## YOUR TASK
The required result is each line of the entries below containing the string "filter".

## DATA EXTRACTS
PR #80, opened 2018-12-21
[opsrc] Add support to filter operator offering(s)

tkashem:
Allow the admin to filter operator offering(s) by Operator Type.
With multiple operator source(s) an admin needs the ability to filter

## WRITTEN RESPONSE
[opsrc] Add support to filter operator offering(s)
Allow the admin to filter operator offering(s) by Operator Type.
With multiple operator source(s) an admin needs the ability to filter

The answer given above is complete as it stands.